WHAT THE TASK REQUIRES:
Count the lines in the records beneath this task that contain the string "Also", then give the count by itself.

EXERCISE DATA:
──────
PR #16168, opened 2022-10-06
Shader uniforms (VK/D3D11): Fix issue where we could overwrite values in the fourth component padding.

hrydgard:
Several potential bugs here, things seems to have worked by some luck.

### DIFF
--- a/Common/Data/Convert/SmallDataConvert.h
+++ b/Common/Data/Convert/SmallDataConvert.h
@@ -82,6 +82,20 @@ inline void Uint8x3ToFloat4(float f[4], uint32_t u) {
 #endif
 }
 
+inline void Uint8x3ToFloat3(float f[4], uint32_t u) {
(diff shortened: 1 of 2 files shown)


Common/Data/Convert/SmallDataConvert.h
```diff
@@ -82,6 +82,20 @@ inline void Uint8x3ToFloat4(float f[4], uint32_t u) {
 #endif
 }
 
+inline void Uint8x3ToFloat3(float f[4], uint32_t u) {
+#if defined(_M_SSE) || PPSSPP_ARCH(ARM_NEON)
+	float temp[3];
```
iota97, line 87: Is this safe? Shouldn't it be `float temp[4]`?

hrydgard: good catch, thanks!

PR #16186, opened 2022-10-09
OpenXR - Initial work to support multiple render APIs

lvonasek:
This modifies the VR code to support multiple renderer APIs. This enables to integrate Vulkan API later.


hrydgard:
Cool to see you working on this! 

I think for the Vulkan stereo rendering, we really should try to make it work with the VK_KHR_multiview extension. 

I might take a crack at doing the groundwork in the next week, using it to implement red-green stereo, or something, then this PR can be adjusted to make use of that.

lvonasek:
> Cool to see you working on this!
> 
> I think for the Vulkan stereo rendering, we really should try to make it work with the VK_KHR_multiview extension.
> 
> I might take a crack at doing the groundwork in the next week, using it to implement red-green stereo, or something, then this PR can be adjusted to make use of that.

I am curious, if I make it working at all, I have no experience with Vulkan at all. If you want to help then you can translate the GL code in VRFramebuffer.cpp into Vulkan. There are todos on places where is it needed.

Multiview is something what I would really love to have working but I spent a lot of time on GL to make it working. The same multiview code works everywhere else but on PPSSPP it renders just black screen :(

hrydgard (approved):

PR #16197, opened 2022-10-10
More uniform optimization, fixes

hrydgard:
Removes another 16 bytes from the uniform structs, getting us down to 448 bytes.

More importantly, cleans up the situation where we used fragmentShaderInt32 support as a substitute for checking for bitwiseOps, though in practice they're likely to be the same (and should probably both be checked for some of these use cases...).

Also fixes running the shader compilation test in debug mode.


unknownbrackets (approved):
It seems like in GLES we checked that highp was actually >= 30 bits.  Do we need to worry about that (low precision uints) for any of these uniforms?

-[Unknown]

hrydgard:
Possibly, though in practice, I don't think it's an issue on any implementation that supports bitwise integer ops.

PR #17605, opened 2023-06-20
On-screen messages refactoring

hrydgard:
Redo how OSD messages are posted, allowing for more semantic control (like if it's an error, warning etc) and moves the data holder to Common, so it can have a nice public API accessible from anywhere, while rendering still will live in UI. Rendering can now happen on top of PPSSPP's menus too, it's no longer confined to EmuScreen.

Doesn't actually change the rendering yet, apart from that detail. 

(This will eventually be used for RetroAchievement (see #17589) popups and similar, in addition to the usual messages).

### DIFF
--- a/Common/System/Request.cpp
+++ b/Common/System/Request.cpp
@@ -2,8 +2,76 @@
 #include "Common/System/System.h"
 #include "Common/Log.h"
 #include "Common/File/Path.h"
+#include "Common/TimeUtil.h"
 
 RequestManager g_requestManager;
+OnScreenDisplay g_OSD;
+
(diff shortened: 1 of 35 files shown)


LunaMoo:
Could this be used to render info directly from the game(ie. in the future by custom cwcheat or alike) and refresh it every frame at specified position with choosen font and size?

hrydgard:
I suppose, but I think we'd want to do that a bit differently since the game display might be moved relative to screen space.

Instead we'd want to introduce a way to draw stuff onto the framebuffer before the post-processing chain (though I guess sometimes you might want to draw at the end of it instead..)

PR #17616, opened 2023-06-24
align should be 3 when format is GL_RGB and type is GL_UNSIGNED_BYTE

HR1025:
04b6d12435d7653fe994ca2315cd114

>according to `es_spec_3.2.pdf` - Table 8.2: Valid combinations of format, type, and sized internal format.


HR1025:
Also I found that GL_ LUMINANCE may not be applicable on certain ES3.

https://github.com/hrydgard/ppsspp/commit/ce79649c02edd1

Maybe this would be more appropriate.

hrydgard (approved):

PR #17625, opened 2023-06-26
[Nintendo Switch] Lower distance

m4xw:
First commit just does a fix-up for my last PR
Second commit brings in the required MemoryUtil changes for the Nintendo Switch platform
Could probably argue to move the Switch platform into its own MemoryUtil because of its simplicity.

Tried to fix all whitespaces, _assert_msg_ was changed due to compiler warn which doesnt seem to be Switch specific?


hrydgard (approved):

hrydgard:
Looks fine to me. Take it out of draft and I'll merge.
──────
SOLUTION FOR THIS PROBLEM:
2